Work order: Where the data below has the string "copilot", return the whole line.

Records for the task:
----------------

PR #291, opened 2026-02-13
`winapp pack` Should Copy Input Folder, Appxmanifest, and Assets to Temp Directory

### LINKED ISSUE #281: [Bug]: Target package folder gets polluted and outdated assets reused when using package command without --manifest
### Describe the bug

When running the `package` command in winappCli without specifying the `--manifest` parameter, the tool searches for `appxmanifest.xml` in order of: the target package location, then the current directory. If a manifest or other asset already exists in the package target directory (from a previous run), the command will silently reuse the stale version—even if an updated version exists in your source folder. This can result in building packages with outdated or unintended assets, and creates confusing build results because the target directory is polluted by files from previous invocations.

### To Reproduce

This only occurs when the `package` command is called without an explicit --manifest parameter.

### Expected behavior

The `package` command should never modify or pollute the original target folder. Instead, it should copy all required files to a temporary location, perform packaging operations there, and leave the original target folder and its contents untouched. The build process must always use the most recent source files, and not reuse anything left over from previous packaging runs.

### Screenshots

_No response_

### OS Version and details

_No response_

chiaramooney:
## Description

The `pack` command should never modify or pollute the original input folder. Instead, it should copy all required files to a temporary location, perform packaging operations there, and leave the original target folder and its contents untouched.

## Related Issue

Fixes #281 

## Type of Change

- 🐛 Bug fix
- 🧪 Test update

## Checklist

### DIFF
--- a/.github/copilot-instructions.md
+++ b/.github/copilot-instructions.md
@@ -47,7 +47,7 @@ node cli.js help
 
 | Command | When to use |
 |---------|-------------|
-| `init` | First-time project setup. Creates `winapp.yaml`, `appxmanifest.xml` with assets, dev certificate, and downloads SDKs. Combines `manifest generate` + `cert generate`. Interactive by default. |
+| `init` | First-time project setup. Creates `winapp.yaml`, `appxmanifest.xml` with assets, and downloads SDKs. Interactive by default. |
 | `restore` | Reinstall packages from existing `winapp.yaml`. Use after clone or when `.winapp/` is missing. Does not update versions. |
 | `update` | Check for newer SDK versions and update `winapp.yaml`. Also refreshes build tools cache. |
 | `manifest generate` | Create `appxmanifest.xml` standalone, without full init. Use when you only need a manifest. |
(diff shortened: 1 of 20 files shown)


src/winapp-CLI/WinApp.Cli/Services/MsixService.cs
```diff
@@ -1172,6 +1179,25 @@ private static void TryDeleteFile(FileInfo path)
...
+            file.CopyTo(Path.Combine(destination.FullName, file.Name), overwrite: true);
+        }
+
+        foreach (var subDir in source.EnumerateDirectories())
+        {
+            var destSubDir = new DirectoryInfo(Path.Combine(destination.FullName, subDir.Name));
+            CopyDirectoryRecursive(subDir, destSubDir);
+        }
+    }
+
```
azchohfi, line 1200: Just one small feedback. This is recursive, and node_modules can get quite deep, so I would avoid doing it this way. You could generalize what we already have in `PrepareRuntimeForPackagingAsync` and use that. It enumerates all files in all directories, so we don't need recursion. I also just checked, and we are using GetFiles, which is not ideal, so just replace it with EnumerateFiles and we should be good.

----------------

Result below:
--- a/.github/copilot-instructions.md
+++ b/.github/copilot-instructions.md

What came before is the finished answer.